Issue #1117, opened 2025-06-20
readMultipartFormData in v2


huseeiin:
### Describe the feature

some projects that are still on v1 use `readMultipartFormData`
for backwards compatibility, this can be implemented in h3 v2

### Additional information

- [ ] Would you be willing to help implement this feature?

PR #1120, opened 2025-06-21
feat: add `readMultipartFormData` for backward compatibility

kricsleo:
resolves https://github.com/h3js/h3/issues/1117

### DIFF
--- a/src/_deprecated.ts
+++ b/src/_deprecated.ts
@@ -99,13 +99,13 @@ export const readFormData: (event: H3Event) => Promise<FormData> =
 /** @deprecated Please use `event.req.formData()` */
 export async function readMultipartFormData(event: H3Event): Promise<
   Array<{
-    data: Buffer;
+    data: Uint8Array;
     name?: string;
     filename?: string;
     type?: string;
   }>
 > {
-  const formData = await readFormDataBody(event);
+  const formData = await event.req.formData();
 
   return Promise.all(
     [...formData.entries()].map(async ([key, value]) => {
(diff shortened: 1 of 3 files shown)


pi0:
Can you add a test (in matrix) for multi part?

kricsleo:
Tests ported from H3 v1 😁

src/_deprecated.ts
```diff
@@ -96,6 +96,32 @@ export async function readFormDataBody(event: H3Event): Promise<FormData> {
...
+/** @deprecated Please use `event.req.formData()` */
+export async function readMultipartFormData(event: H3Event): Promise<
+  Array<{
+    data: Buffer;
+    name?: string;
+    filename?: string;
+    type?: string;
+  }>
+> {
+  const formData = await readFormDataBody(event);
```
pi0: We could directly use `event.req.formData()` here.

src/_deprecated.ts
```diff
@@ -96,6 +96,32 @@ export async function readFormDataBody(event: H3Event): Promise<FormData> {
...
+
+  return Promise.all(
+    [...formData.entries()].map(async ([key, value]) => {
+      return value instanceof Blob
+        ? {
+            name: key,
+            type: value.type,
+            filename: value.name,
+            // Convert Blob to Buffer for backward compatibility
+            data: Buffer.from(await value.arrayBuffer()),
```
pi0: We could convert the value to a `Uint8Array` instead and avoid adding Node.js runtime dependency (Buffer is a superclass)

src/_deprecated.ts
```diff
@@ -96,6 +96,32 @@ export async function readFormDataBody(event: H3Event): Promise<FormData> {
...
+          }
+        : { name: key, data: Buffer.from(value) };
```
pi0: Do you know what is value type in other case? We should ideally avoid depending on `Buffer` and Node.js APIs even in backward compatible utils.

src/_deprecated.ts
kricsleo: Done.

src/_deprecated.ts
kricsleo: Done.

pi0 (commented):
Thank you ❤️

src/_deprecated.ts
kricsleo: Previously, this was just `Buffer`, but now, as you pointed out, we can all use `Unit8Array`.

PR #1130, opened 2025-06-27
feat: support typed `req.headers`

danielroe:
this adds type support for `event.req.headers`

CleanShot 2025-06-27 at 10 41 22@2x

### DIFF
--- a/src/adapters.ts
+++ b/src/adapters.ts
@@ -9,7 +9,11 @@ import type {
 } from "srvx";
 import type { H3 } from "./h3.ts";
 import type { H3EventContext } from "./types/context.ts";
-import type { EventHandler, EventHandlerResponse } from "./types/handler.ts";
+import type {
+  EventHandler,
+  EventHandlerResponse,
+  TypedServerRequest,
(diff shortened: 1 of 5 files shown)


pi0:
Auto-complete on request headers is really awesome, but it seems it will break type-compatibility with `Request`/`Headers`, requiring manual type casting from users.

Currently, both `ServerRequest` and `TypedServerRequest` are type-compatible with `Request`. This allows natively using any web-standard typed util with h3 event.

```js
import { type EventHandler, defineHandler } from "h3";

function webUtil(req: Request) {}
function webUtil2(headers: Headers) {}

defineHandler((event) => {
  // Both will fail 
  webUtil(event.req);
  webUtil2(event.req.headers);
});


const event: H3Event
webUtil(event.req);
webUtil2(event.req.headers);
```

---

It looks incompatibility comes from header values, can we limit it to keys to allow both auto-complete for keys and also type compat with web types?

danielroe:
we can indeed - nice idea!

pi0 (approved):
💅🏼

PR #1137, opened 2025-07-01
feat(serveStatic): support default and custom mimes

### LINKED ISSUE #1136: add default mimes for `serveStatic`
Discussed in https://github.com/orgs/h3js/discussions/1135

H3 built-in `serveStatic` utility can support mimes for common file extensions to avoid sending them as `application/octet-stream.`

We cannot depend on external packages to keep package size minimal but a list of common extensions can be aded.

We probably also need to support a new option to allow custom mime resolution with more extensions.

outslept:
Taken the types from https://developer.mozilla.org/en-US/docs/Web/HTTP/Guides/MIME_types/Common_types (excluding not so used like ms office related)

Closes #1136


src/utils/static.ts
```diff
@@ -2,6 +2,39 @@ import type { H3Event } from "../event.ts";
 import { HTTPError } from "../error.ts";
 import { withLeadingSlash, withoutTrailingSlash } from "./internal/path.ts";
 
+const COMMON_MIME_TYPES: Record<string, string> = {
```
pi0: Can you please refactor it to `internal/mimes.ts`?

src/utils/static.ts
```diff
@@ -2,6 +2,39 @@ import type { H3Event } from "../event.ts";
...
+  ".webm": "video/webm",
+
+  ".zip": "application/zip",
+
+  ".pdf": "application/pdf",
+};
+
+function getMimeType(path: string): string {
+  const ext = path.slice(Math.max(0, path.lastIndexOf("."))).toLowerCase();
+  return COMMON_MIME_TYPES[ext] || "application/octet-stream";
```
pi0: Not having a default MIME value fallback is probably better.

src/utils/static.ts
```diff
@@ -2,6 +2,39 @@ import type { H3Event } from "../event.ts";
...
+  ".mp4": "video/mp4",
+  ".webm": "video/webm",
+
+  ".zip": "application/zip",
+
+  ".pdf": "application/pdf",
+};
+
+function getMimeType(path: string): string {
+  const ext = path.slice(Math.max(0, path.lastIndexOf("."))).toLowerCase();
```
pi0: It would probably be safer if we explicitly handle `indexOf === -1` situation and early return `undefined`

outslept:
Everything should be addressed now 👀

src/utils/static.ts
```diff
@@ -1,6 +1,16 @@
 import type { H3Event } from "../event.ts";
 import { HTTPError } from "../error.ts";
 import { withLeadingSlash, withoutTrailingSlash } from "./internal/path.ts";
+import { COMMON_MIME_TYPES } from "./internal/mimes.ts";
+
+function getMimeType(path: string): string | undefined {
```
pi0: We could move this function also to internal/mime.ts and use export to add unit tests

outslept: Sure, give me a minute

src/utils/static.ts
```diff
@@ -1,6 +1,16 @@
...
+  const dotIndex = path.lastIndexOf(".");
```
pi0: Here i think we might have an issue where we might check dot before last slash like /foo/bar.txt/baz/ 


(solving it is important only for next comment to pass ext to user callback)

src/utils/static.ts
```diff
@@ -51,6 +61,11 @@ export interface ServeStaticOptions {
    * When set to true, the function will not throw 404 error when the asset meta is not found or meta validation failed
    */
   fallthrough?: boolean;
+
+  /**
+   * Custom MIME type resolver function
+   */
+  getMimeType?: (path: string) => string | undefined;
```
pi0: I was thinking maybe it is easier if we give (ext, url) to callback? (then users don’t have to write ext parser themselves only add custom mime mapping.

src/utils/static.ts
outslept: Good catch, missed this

---+---

**REQUIREMENT**
Each line containing the word "avoid" must be pulled from the listing and copied.

**OUTPUT FOR THIS EXERCISE**
pi0: We could convert the value to a `Uint8Array` instead and avoid adding Node.js runtime dependency (Buffer is a superclass)
pi0: Do you know what is value type in other case? We should ideally avoid depending on `Buffer` and Node.js APIs even in backward compatible utils.
H3 built-in `serveStatic` utility can support mimes for common file extensions to avoid sending them as `application/octet-stream.`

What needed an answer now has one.